I pride myself on giving students clear pathways to successful learning and maintaining an organized course structure. Please feel free to peruse the proposed syllabus below that I put together for a future **high school Algebra 2** class, as well as the links on the right which lead to sample materials that I have used in the past while teaching **high school physics** and **college chemistry**.

##### Sample Materials

## Proposed Algebra 2 Syllabus

For the next step of my career (Fall 2022), I am interested in teaching **high school math**. Towards this end, I have constructed an example syllabus below for a standard-level Algebra 2 course at the fictional Knottareal High School (pronounced “not a real high school”). However, I of course realize that this syllabus will have to be adapted to the local contexts and rules of a real school district, such as the bell schedule, alignment with other teachers, and department standards. Below the syllabus, I highlight some of the features of this syllabus that I would like to incorporate into the next classes I teach in some form.

### Respect & Teamwork

My top goal in the classroom is to foster an environment of **respect **and **tolerance**, which I explicitly lay out in Part 2 of the syllabus. **Teamwork **is closely related to the concept of respect, as working together fosters a spirit of collegiality and a recognition that everyone is an important and valued member of the school community.
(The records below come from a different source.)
PR #386, opened 2024-02-27
feat(auth): improve error handling

balzdur:
Improve error handling :
- handle popup blocked by navigator
- handle firebase network errors
- handle global errors for `useBackendInfo`


packages/app-builder/src/utils/browser.ts
```diff
@@ -0,0 +1,20 @@
+export function getCurrentBrowser(userAgent: string) {
```
Pascal-Delange, line 1: I'm not expert but I was under the impression that browser names in user agents are notoriously unreliable (because of legacy reasons where browers where pretending to be other browsers etc).
is this fine here ?

Pascal-Delange (approved):

packages/app-builder/src/utils/browser.ts
balzdur: This is a totally mess. But for the use we have, I do not want to include a new library to handle this properly. If we do need other discrimination, I may change my mind, in this case, I tested at least on Safari and it works properly .

Safari is the only browser that actually blocked in PROD our auth modal. I suspect chromium based browsers (chrome + brave works properly on my side) to whitelist Firebase auth modals, since they are auth related. But this is an extrapolation of my experiments (no proof). Still, I forced the error on Chrome, Brave and Safari and we get :
- Chrome: browser chrome
- Safari: browser chrome
- Brave: browser chrome

IMo, this is good enough for that specific use case.

Pascal-Delange: deal!

PR #387, opened 2024-02-27
fix(deployment): check permission in loader

balzdur:
Hotfix to allow non admin to access scenario info

PS: if this is ok for you @Pascal-Delange we can cherry-pick this commit on the current released version


Pascal-Delange:
ok to cherry pick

I also reiterate that respect is important via my expectations for all members of my students’ learning support team (including other teachers, myself, administrators, and parents/guardians) in Part 3.

### Clear Expectations

I strive to be thorough yet cogent in my communications with students and parents. Since they may be referring back to the syllabus throughout the year, I try my best to clearly lay out my policies in addition to keeping an updated website. For example, I include a **rubric **for how the Math Portfolio (classwork/homework) will be graded in Part 4 and provide clear definitions of what **on-task **means in Part 2. I also explicitly tell students that I do not expect them to do more than 10 or so minutes of homework a night, since we will be doing lots of problem solving in class. By using selective **bold** and *italics*, I make sure that the most important aspects of the course are highlighted. Finally, students would complete an **open-syllabus, group quiz about the syllabus** on the first day, as this will reinforce the policies of the class in their mind as I circle around answering questions about how the class will work.

### Guided Independence

As students rise through the years of high school, they are transitioning towards becoming independent adults. The classwork and homework policy of this syllabus balances rigid requirements and flexibility to allow students to take charge of their educational journey. Specifically, after completing the **Foundational **exercises of the homework (which should be able to be finished about 60% of the way through the class block), I allow students to choose which *Growth Exercise Sets* they continue to work on based on their own self-assessment of their learning needs. (Students will have access to all of the answers to check their work as they go.) As maturing adolescents, they are given the responsibility to differentiate their learning based on how they are feeling about the material. Struggling students can pick more fundamental exercises, students who are on pace can work on tougher exercises, and students that are breezing ahead of the class can explore more complex topics and challenge exercises.

### Active Participation

Throughout the syllabus, I set the expectation that students will be actively participating in class. At the start of the year, I would also give students an informal attitudinal survey asking how they typically study for math and what their experiences with math were in the past. Then, the next day in class, we would discuss how **active problem-solving** is a more effective study tool than passively reading notes or listening to lectures, setting expectations for lots of problem-solving in class. Overall, my grading rubric for Math Portfolios shows students that **productive, on-task work** is more important to me than how many problems are completed.

### Focus on Growth

I believe that students should be given *more than one chance* to showcase their growth and learning on each of the course’s learning objectives. By making the **math portfolio** a core part of the class, I allow students to compile a record of their growth and learning that I can check weekly as a formative assessment, so that I can intervene and support struggling students before a summative assessment. **Cumulative (open-note, short) quizzes** and regularly included **review exercises** will give students more opportunities to crystallize their learning into long-term memory. Finally, earning credit back on tests via the **test postmortem** and the ability to **retake each cumulative open-note quiz** make the course more accessible for students who do not test well, de-emphasize cramming, and ensure that a bad test day doesn’t ruin a student’s grade.

### Metacognition

In Part 2 (and my learning goals in Part 1), I mention to students that they will be reflecting on their progress throughout the course. Specifically, all students will reflect on their learning during the **test postmortem** which I detail in Part 4. I hope this will allow students to analyze their past classwork and study habits and map this to their test performance and overall confidence in the material, allowing for metacognition on their learning and ultimate **growth as a mathematical thinker**.